I used to buy and collect books about computer technologies since my childhood and in 1990 I bought a book titled as "Prolog programming for Artificial Intelligence" by Ivan Bratko but didn't have enough time to read it for about 20 years. In 2009 I found some free time to read the book and was amazed by the power of the computer language. To learn it better I wrote small Java based Prolog embeddable engine and called it JProl.

In 2014 Yuki Katsura made iPad version.

Initially the engine was a mono-block with embedded GUI part, but later it reworked and split solid-module into two modules: the engine and the GUI editor.

The engine

The engine is published in the maven central and can be used in maven projects as a dependency. It supports JDK 1.8+ and also I keep it compatible with Android API.

<dependency>
    <groupId>com.igormaznitsa</groupId>
    <artifactId>jprol-core</artifactId>
    <version>2.1.2</version>
</dependency>

It uses another project java-prolog-parser which initially was a part of the JPprol engine but then it was extracted into autonomous module because sometime it is useful to have only prolog parser for data files.

Java method can play a predicate

The engine communicates with Java methods marked by special annotationas and having special signature.
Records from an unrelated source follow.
PR #6714, opened 2025-04-22
PGD: remove reference to "pause_in_standby"

ibarwick:
## What Changed?

This deprecated parameter was removed from function bdr.join_node_group() in PGD 6.

DOCS-1449.


djw-m (commented):
Misses the matching edit to the reference entry.

I will tidy up.

PR #6719, opened 2025-04-22
Clarify a safe scenario for bdr.drop_node()

eatonphil:


product_docs/docs/pgd/5.7/reference/functions-internal.mdx
```diff
@@ -170,7 +170,9 @@ database. The node can be either:
 
 
 !!! Important When to use `bdr.drop_node()`
-Do not use `bdr.drop_node()` to drop node metadata and reuse node names. PGD can reuse existing node names providing the node name belongs to a node in a `PARTED` state. Use `bdr.part_node()` to remove the original node and place it in a `PARTED` state.
+Do not use `bdr.drop_node()` just to drop node metadata and reuse node names. PGD can reuse existing node names providing the node name belongs to a node in a `PARTED` state. Use `bdr.part_node()` to remove the original node and place it in a `PARTED` state.
+
+A scenario you might need to use `bdr.drop_node()` is if a node gets stuck in `PART_START` state. Running `bdr.drop_node()` will force the part to continue which means that any data on the node being dropped will be lost. If you have already re-imaged the node being dropped (you've already deleted the data on that node) then there is no additional risk to running `bdr.drop_node()`.
```
vaijayanti-b, line 176: My understanding is that if a node is stuck in PART_START or so, doing a force_part will cause it to move to PARTED skipping intermediate states.
drop_node with force will force a drop even if a node is not parted, but perhaps used when there is a bug and force_part is not working.
Mostly even drop_node is also not needed. Rejoining the same node even when it is in PARTED state works very well as the documentation rightly says, unless sometimes there is some leftover state not cleaned up.

PJMODOS (approved):
I think this is fine for 5, obviously 6 will change this

product_docs/docs/pgd/5.7/reference/functions-internal.mdx
```diff
@@ -161,16 +161,25 @@ bdr.difference_fix_xact_set_avoid_conflict()
 
 Drops a node's metadata.
 
+After a node has been `PARTED` its info remains around. For example, the node will remain in the `bdr.node_sumary` results, marked as `PARTED`, until the node is dropped.
```
djw-m, line 164: "its info remains around" is kinda vague.

When a node leaves the cluster by being `PARTED`, the node's metadata remains on the other nodes enabling the nodes to handle any synchronization issues. This state is maintained until the node is dropped. Once a node is `PARTED`, its node name is available to be reused.

product_docs/docs/pgd/5.7/reference/functions-internal.mdx
```diff
@@ -161,16 +161,25 @@ bdr.difference_fix_xact_set_avoid_conflict()
...
+
+Calling `bdr.drop_node('some node', force := true)` can be necessary
+and appropriate when a node becomes stuck while parting. Note that it
+skips past syncing any data out of the node being dropped, if there is
+any data on that node that still needs to be synced out. If a node
+stuck parting has already been reimaged or deleted, there is no harm
+in calling `bdr.drop_node` on it. Note that this must be called for
+this stuck node on all nodes in the cluster so they all have a
+consistent view that the node has been dropped.
```
djw-m, line 173: The force parameter can be used with this command if a node becomes stuck while parting. Forcing the metadata drop means that the node being dropped will not get a chance to synchronize its data. If the node has already been reimaged or deleted, dropping it will not cause harm.  If you are removing a stuck node, you will have to drop the node on all the nodes in the cluster to ensure the cluster's view of nodes is consistent across the cluster.

product_docs/docs/pgd/5.7/reference/functions-internal.mdx
```diff
@@ -161,16 +161,25 @@ bdr.difference_fix_xact_set_avoid_conflict()
...
 database. The node can be either:
 
 -   The local node, in which case it removes all the node metadata, including information about remote nodes.
 -   A remote node, in which case it removes only metadata for that specific node.
 
-
-
 !!! Important When to use `bdr.drop_node()`
-Do not use `bdr.drop_node()` to drop node metadata and reuse node names. PGD can reuse existing node names providing the node name belongs to a node in a `PARTED` state. Use `bdr.part_node()` to remove the original node and place it in a `PARTED` state.
+It is not necessary to use `bdr.drop_node()` to drop node metadata just for the sake of reusing node names. PGD can reuse existing node names providing the node name belongs to a node in a `PARTED` state. Use `bdr.part_node()` to remove the original node and place it in a `PARTED` state.
```
djw-m, line 182:
```suggestion
It is not necessary to use `bdr.drop_node()` to drop node metadata just to reuse node names. PGD 5 and later can reuse existing node names as long as the node name in question belongs to a node in a `PARTED` state. Instead of dropping the node, use `bdr.part_node()` to remove the original node and place it in a `PARTED`.
```

eatonphil: Good suggestions!

product_docs/docs/pgd/5.7/reference/functions-internal.mdx
djw-m:
```suggestion
After a node has been `PARTED` its metadate remains present in the cluster's nodes. For example, the node will remain in the `bdr.node_sumary` results, marked as `PARTED`, until the node is dropped.
```

djw-m (approved):
LGTM

PR #6720, opened 2025-04-23
[DOCS-1451] Creating landing page and content seed for warehousepg and support

djw-m:
## What Changed?

Added pages as draft


BillSmith-EDB:
I took a look at the initial draft of the docs and have the following comments:

- Installing on RHEL/CentOS, there's this installation command: sudo dnf install -y warehouse-pg-6 warehouse-pg-clients. This is applicable only for RH 8/9.  For RH7, it's sudo yum install instead of sudo def install. 
- We need to have something that tells customers if they're installing version 6, it's "warehouse-pg-6".  For v7, it's "warehouse-pg-7".
- v6 is only available on RH7/8
- v7 is only available on RH8/9
- We should add whpg-backup to the list of packages are to be installed.

I think this was the only issue that I saw.

BillSmith-EDB (approved):
The changes made after my feedback looks good. I don't see any issues.

PR #6724, opened 2025-04-25
Update updating_an_rpm_installation.mdx

yuki-tei:
Hi team,

## What Changed?
As long as your repository repos1.0 is upgraded to repos1.0 and is no longer available, the new repository name should be 'enterprisedb-enterprise'. Also, your gpg key is now managed by curl online script, not by local key. so you don't need to modify your credential in your /etc/yum.repos.d/ configuration file.

Kind Regards,
Yuki Tei


tusharahuja (approved):
looks good.

PR #6725, opened 2025-04-25
Update installing_epas_using_local_repository.mdx

yuki-tei:
Hi team,

## What Changed?
Since historically in Repos1.0 edb-repo rpm package generates /etc/yum.repos.d/edb.repo, it is better to change the sample name to the same, or the Repos2.0's enterprisedb-enterprise.repo, so it will not cause confusion to the package name.

Kind Regards,
Yuki Tei


nidhibhammar (approved):
LGTM

PR #6729, opened 2025-04-28
remove redundant note on wal_sender_timeout

EFM-Bobby:
We (ok, I) somehow ended up with two different notes about wal_sender_timeout when using efm's sync standby properties. Only one of these was now correct; I removed the other.


nidhibhammar (approved):

EFM-Bobby:
@nidhibhammar Thank you!

PR #6740, opened 2025-05-02
Don't update redirected links when running checker locally

josh-heyer:
## What Changed?

Automatically updating links that would result in redirects caused unexpected behavior - if the redirect was inappropriate, the link would be updated in a way that might lose information needed to correct the original link.

Relegate this behavior to a new npm script, `links:fix` that update links (`node tools/automation/actions/link-check --fix` will also work when running directly)

Also surface Frontmatter errors, since it's easy to do and those are hard to debug right now.


djw-m (approved):
LGTM

(not tested as too many precious branches in flight)

PR #6758, opened 2025-05-07
Fix links from edb_otel to pg_exporter

tureba:
The paths are valid for `upm-metrics-pg-exporter`, but not for `pg_exporter`.

Since the former is not public-facing, it probably shouldn't be in public docs anyway, so remove it and fix the paths into `pg_exporter` appropriately, which is to remove the `/collector/` component and `0410-pg_activity.yml` instead of `410-pg_activity.yml`.


tureba:
Looks like the repo was moved from Vonng to pgsty, so I changed it too in the last push.

piano35-edb (approved):

PR #6761, opened 2025-05-09
pgd: clarify that "transaction_id" is not accessible in SQL.

ibarwick:
## What Changed?

Also add a missing heading for the unrelated function references which follow immediately after.

DOCS-1528.


djw-m (approved):
LGTM

PR #994, opened 2022-05-09
Replace DEL with Backspace for OSX

manongjohn:
This addresses an issue for MacOS users where the `Delete` key on mac keyboard does nothing because it is internally identified as `Backspace` and actions are not typically defined against it.

The following changes were made **for macOS builds only**:

- Replaced the default `Delete` keyboard shortcut `DEL` with `Backspace`
  - This generally impacts wherever a menu shortcut command or action uses the T2D delete command option.

- Anywhere `DEL` is hardcoded for a particular action and there is no `Backspace` action defined, the logic has been switched to work with `Backspace` instead
  - Hex Color Name Editor - Removing entries
  - Motion Path Panel  - Graph widget - Removing curve points
  - CurvesFx - Removing curve point

- Anywhere the `Backspace` is hardcoded for a particular action and there is no `DEL` action defined, the logic will remain the same
  - Script console - removing text
  - Stop Motion Panel - Numpad shortcuts active option switches `Backspace` shortcut to Stop Motion Remove Frame command

- Anywhere a `DEL` action and a `Backspace` action is hardcoded with different actions, the logic will remain the same
  - Type Tool - text edit box

### DIFF
--- a/toonz/sources/toonz/graphwidget.cpp
+++ b/toonz/sources/toonz/graphwidget.cpp
@@ -828,7 +828,11 @@ void GraphWidget::mouseReleaseEvent(QMouseEvent* e) {
 void GraphWidget::keyPressEvent(QKeyEvent* e) {
   if (m_currentControlPointIndex == -1) return;
 
+#ifdef MACOSX
+  if (e->key() == Qt::Key_Backspace) {
+#else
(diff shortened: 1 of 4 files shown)


artisteacher:
This works beautifully! This makes life so much easier on macOS!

For instance, below I show how implemented the <</2 predicate of the core JProl library. As you can see, the method is just marked by @JProlPredicate annotation. It is imp[ossible just mark any method but only methods with special signature and arguments JProlChoicePoint and TermStruct because they provided during a call.

@JProlPredicate(evaluable = true, signature = "<</2", args = {
  "+evaluable,+evaluable"}, reference = "Bitwise left shift")
public static Term predicateSHIFTL2(final JProlChoicePoint goal, final TermStruct predicate) {
  final NumericTerm left = calculatEvaluable(goal, predicate.getElement(0).findNonVarOrSame());
  final NumericTerm right = calculatEvaluable(goal, predicate.getElement(1).findNonVarOrSame());

  final long value = left.toNumber().longValue();
  final long shift = right.toNumber().longValue();

  return Terms.newLong(value << shift);
}

Call the Engine from Java

Sample below shows how it is easy to inject a prolog based Eight Queens puzzle resolver into Java and get all solutions.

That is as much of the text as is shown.